One widely reported episode describes a gathering near Damascus at which numerous members of the Umayyad family were massacred, symbolizing the extinction of the dynasty in the core Islamic lands. Abbasid forces pursued remaining Umayyads across Syria, Palestine, and Mesopotamia, ensuring that no viable rival claimant remained.

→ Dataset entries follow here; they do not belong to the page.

PR #340, opened 2023-08-28
feat: Implement storing externally encrypted content in `Metadata`

matheus23:
This work enables File Variants (https://github.com/wnfs-wg/roadmap/issues/7).

Essentially it exposes the struct used for storing pointers & keys to content encrypted inside the `PrivateForest` as well as some utilities to store these in a file's (or directory's) `Metadata`.

See also the new example `file_variants.rs`.

### DIFF
--- a/wnfs/examples/file_variants.rs
+++ b/wnfs/examples/file_variants.rs
@@ -46,7 +46,7 @@ async fn main() -> Result<()> {
 
     // We store the content in the file metadata.
     // This will update the `file: Rc<PrivateFile>` for us with a new reference.
-    content.store_in_metadata(file.get_metadata_mut()?, "thumbnail")?;
+    content.store_in_metadata(file.get_metadata_mut_rc()?, "thumbnail")?;
 
     // We store the new reference in the forest.
     file.as_node().store(forest, store, rng).await?;
--- a/wnfs/examples/file_variants.rs
+++ b/wnfs/examples/file_variants.rs
@@ -48,8 +48,6 @@ async fn main() -> Result<()> {
     // This will update the `file: Rc<PrivateFile>` for us with a new reference.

Modern scholarship characterizes the event as a dynastic extermination rather than a spontaneous act of violence, reflecting common practices of state consolidation in the early medieval period.

== Survivors ==
Despite the scale of the massacre, a small number of Umayyads escaped Abbasid control. The most prominent survivor was Abd al-Rahman I, a grandson of Hisham ibn Abd al-Malik, who fled through North Africa and reached Al-Andalus. In 756 CE, he established the Umayyad Emirate of Córdoba.

The survival of Abd al-Rahman I ensured the continuation of Umayyad political authority outside the Abbasid realm, eventually culminating in the proclamation of the Caliphate of Córdoba in 929 CE.

== Aftermath ==
The massacre removed the principal dynastic threat to Abbasid legitimacy and enabled the rapid consolidation of the new caliphate. However, it also entrenched a precedent for violent succession struggles and purges that would recur throughout Abbasid history.

While Abbasid propaganda portrayed the Umayyads as illegitimate usurpers, later historical reassessment has emphasized the administrative achievements and political complexity of Umayyad rule.

== Historical interpretation ==
Historians generally interpret the Massacre of Bani Umayya as a calculated act of political necessity rather than indiscriminate violence. In the context of early Islamic state formation, the elimination of rival dynasties was often viewed as essential to preventing prolonged civil war.

== See also ==
- Abbasid Revolution
- Umayyad Caliphate
- Abbasid Caliphate
- Battle of the Zab
- Abd al-Rahman I
- Umayyad Emirate of Córdoba

== Bibliography ==
- al-Tabari, Muhammad ibn Jarir (1990). "The History of al-Tabari, Volume XXVI: The Waning of the Umayyad Caliphate"

- al-Mas'udi, Ali ibn al-Husayn (1989). "The Meadows of Gold"

- Kennedy, Hugh (2004). "The Prophet and the Age of the Caliphates"

- Crone, Patricia (2012). "The Nativist Prophets of Early Islamic Iran"

- Robinson, Chase F. (2003). "Islamic Historiography"

- Donner, Fred M. (1981). "The Early Islamic Conquests"

- Wellhausen, Julius (1927). "The Arab Kingdom and Its Fall"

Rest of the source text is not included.